Washington Park

The Old Stone House

This text is part of Parks’ Historical Signs Project and can be found posted within the park.

The Old Stone House, also known as the Vechte-Courtelyou House, is a replica of a Dutch stone farmhouse that had a rich history. The original house was built by Claes Arentson Vechte, a Dutch immigrant, beside Gowanus Creek in 1699. Its two-foot thick wall of fieldstone and brick and its heavily shuttered windows protected the family. The Vechtes prospered, farming the rich bottomland beneath the Heights of Guam (the hills of Park Slope), harvesting oysters in Gowanus Creek (now Gowanus Canal), and ferrying produce to market in Manhattan. At the time, this area was part of the village of Gowanus in the old Town of Breukelen.
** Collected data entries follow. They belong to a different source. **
PR #1883, opened 2025-09-23
feat: native ignore-mutation support in applier

sdowell:
This change reimplements the ignore-mutation feature using the native
support in the cli-utils applier. This removes the need for the
workaround of caching the object in Config Sync and passing in the
cached object to the applier.

This fixes several race conditions and side effects associated with the
caching solution.

Depends on new functionality in cli-utils: https://github.com/kubernetes-sigs/cli-utils/commit/5895ad6c17dd06b99c1e5c8af17e2b12a3504fad

Fixes: https://github.com/GoogleContainerTools/config-sync/issues/1668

During the Battle of Brooklyn, Long Island, August 27, 1776, the sturdy house and its strategic position made it the focus of the most dramatic event of the day. The house was held by an estimated 2000 British and hired Hessian soldiers, who turned it into an artillery position. From the house, they fired on the Americans, who had suffered disastrous losses and were fleeing for their lives to the safety of American forts across the Gowanus Creek. Against this stronghold, some 400 of the Maryland Brigade threw themselves in six attacks, regained the house twice, but, ultimately, were repulsed. Nevertheless, it was their valor, witnessed by General Washington and his troops, that hardened the resolve of the American Army. That day, close to three quarters of the brave Marylanders made the ultimate sacrifice.

Nicholas Vechte, grandson of Claes, was still living at the Old Stone House during the Revolutionary War. Like other local farmers, he faced harsh conditions under the British occupation. Upon his death in 1779, the farm was willed to his grandson, Nicholas R. Cowenhoven, a minor at the time who probably did not live there. In 1797 Cowenhoven sold the house to Jacques Cortelyou, who purchased it for the use of his newly married son, Peter. Peter’s son Jacques inherited the house in 1815 and his was the last family to reside in the Old Stone House.

After the death of his wife, Jacques Cortelyou sold the property to Edwin Litchfield, a railroad developer, in 1852. The house remained standing another forty years. It was occupied by an African-American caretaker, then used as a clubhouse for a skating club in the winter and a baseball club in the summer. The Old Stone House became the first clubhouse of the Brooklyn team of the National Base Ball league, later known as the Brooklyn Dodgers.

When street grading raised the level of Fourth and Fifth Avenues, only the second story of the house was above ground level. In 1897 the exposed part of the house was razed in a public demonstration of military technology and then buried. The Brooklyn Parks Department acquired the site in 1926 and excavated the house in 1930. Reconstruction of the building was completed in 1934 using the original stones. However, the new park house was turned 90 degrees and placed a few feet further west and sixteen feet higher than the original farmhouse. The house underwent restoration in the 1970s and the 1990s.

Today this replica of the Old Stone House is dedicated to increasing public awareness of the Old Stone House as an icon of American History. The Old Stone House Historic Interpretive Center is operated by the First Battle Revival Alliance, named in honor of that "first battle" of the newly formed country against Great Britain, the 1776 Battle of Brooklyn. The organization studies, publicizes, and preserves the heritage of the site through exhibits and through school and public programs.